= Burst noise =

Type of electronic noise that occurs in semiconductors

Graph of burst noise

Burst noise is a type of electronic noise that occurs in semiconductors and ultra-thin gate oxide films. It is also called random telegraph noise (RTN), popcorn noise, impulse noise, bi-stable noise, or random telegraph signal (RTS) noise.

It consists of sudden step-like transitions between two or more discrete voltage or current levels, as high as several hundred microvolts, at random and unpredictable times. Each shift in offset voltage or current often lasts from several milliseconds to seconds, and sounds like popcorn popping if hooked up to an audio speaker.
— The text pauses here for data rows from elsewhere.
PR #1208, opened 2023-09-11
refactor: avoid memory allocation during partition write requests

ShiKaiWi:
## Rationale
Some memory allocation during partitioning write request can be avoided.

## Detailed Changes
Introduce an enum called `PartitionedRows` as the return type of `PartitionRule.locate_partitions_for_write` to avoid unnecessary memory allocation.

## Test Plan
Existing test.

### DIFF
--- a/partition_table_engine/src/partition.rs
+++ b/partition_table_engine/src/partition.rs
@@ -19,7 +19,7 @@ use std::{collections::HashMap, fmt};
 use analytic_engine::{table::support_pushdown, TableOptions};
 use async_trait::async_trait;
 use common_types::{
-    row::{Row, RowGroupBuilder},
+    row::{Row, RowGroup, RowGroupBuilder},
     schema::Schema,
 };
 use futures::{stream::FuturesUnordered, StreamExt};
@@ -27,7 +27,12 @@ use generic_error::BoxError;
 use snafu::ResultExt;
 use table_engine::{
     partition::{
-        format_sub_partition_table_name, rule::df_adapter::DfPartitionRuleAdapter, PartitionInfo,
+        format_sub_partition_table_name,
+        rule::{
+            df_adapter::DfPartitionRuleAdapter, PartitionedRow, PartitionedRowGroup,
+            PartitionedRowsIter,
+        },
+        PartitionInfo,
     },
     remote::{
         model::{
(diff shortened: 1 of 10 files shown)


partition_table_engine/src/partition.rs
```diff
@@ -84,6 +99,86 @@ impl PartitionTableImpl {
...
+        schema: Schema,
+        partitioned_rows: PartitionedRowsIter,
+    ) -> Result<usize> {
+        let mut split_rows = HashMap::new();
+        for PartitionedRow { partition_id, row } in partitioned_rows {
+            split_rows
+                .entry(partition_id)
+                .or_insert_with(Vec::new)
+                .push(row);
+        }
```
Rachelint, line 135: How about move here into `location_partitions_for_write`, and just return final `HashMap<partition, RowGroup>`?

partition_table_engine/src/partition.rs
```diff
@@ -84,6 +99,86 @@ impl PartitionTableImpl {
...
+
+        // Insert split write request through remote engine.
+        let mut request_batch = Vec::with_capacity(split_rows.len());
+        for (partition, rows) in split_rows {
+            let sub_table_ident = self.get_sub_table_ident(partition);
+            let row_group = RowGroupBuilder::with_rows(schema.clone(), rows)
```
jiacai2050, line 141: With_rows invoke ` Self::new(schema);` inside, `with_capacity` is more suitable.

table_engine/src/partition/rule/mod.rs
```diff
@@ -20,19 +20,38 @@ mod filter;
...
 
-use common_types::{datum::DatumKind, row::RowGroup};
+use common_types::row::{Row, RowGroup};
 
 use self::filter::PartitionFilter;
 use crate::partition::Result;
 
+/// The partitioned rows of the written requests.
+pub enum PartitionedRows {
+    One {
```
jiacai2050, line 30: `Single` is more suitable than `One`?

table_engine/src/partition/rule/mod.rs
```diff
@@ -48,17 +67,4 @@ pub trait PartitionRule: Send + Sync + 'static {
...
-}
-
-impl ColumnWithType {
-    pub fn new(column: String, datum_type: DatumKind) -> Self {
-        Self { column, datum_type }
-    }
-}
-
-pub type PartitionRuleRef = Box<dyn PartitionRule>;
+pub type PartitionRulePtr = Box<dyn PartitionRule>;
```
jiacai2050, line 70: IMO `PartitionRuleRef` is better, in safe Rust we don't operate on pointers.

ShiKaiWi: I guess `Ref` is usually used for `Arc`?

partition_table_engine/src/partition.rs
ShiKaiWi: I guess `RowGroupBuilder` does nothing with this PR.

table_engine/src/partition/rule/mod.rs
ShiKaiWi: Done.

jiacai2050 (approved):
LGTM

Burst noise was first observed in early point contact diodes, then re-discovered during the commercialization of one of the first semiconductor op-amps; the 709. No single source of burst noise is theorized to explain all occurrences, however the most commonly invoked cause is the random trapping and release of charge carriers at thin film interfaces or at defect sites in bulk semiconductor crystal. In cases where these charges have a significant impact on transistor performance (such as under a MOS gate or in a bipolar base region), the output signal can be substantial. These defects can be caused by manufacturing processes, such as heavy ion implantation, or by unintentional side-effects such as surface contamination.

Individual op-amps can be screened for burst noise with peak detector circuits, to minimize the amount of noise in a specific application.

Burst noise is modeled mathematically by means of the telegraph process, a Markovian continuous-time stochastic process that jumps discontinuously between two distinct values.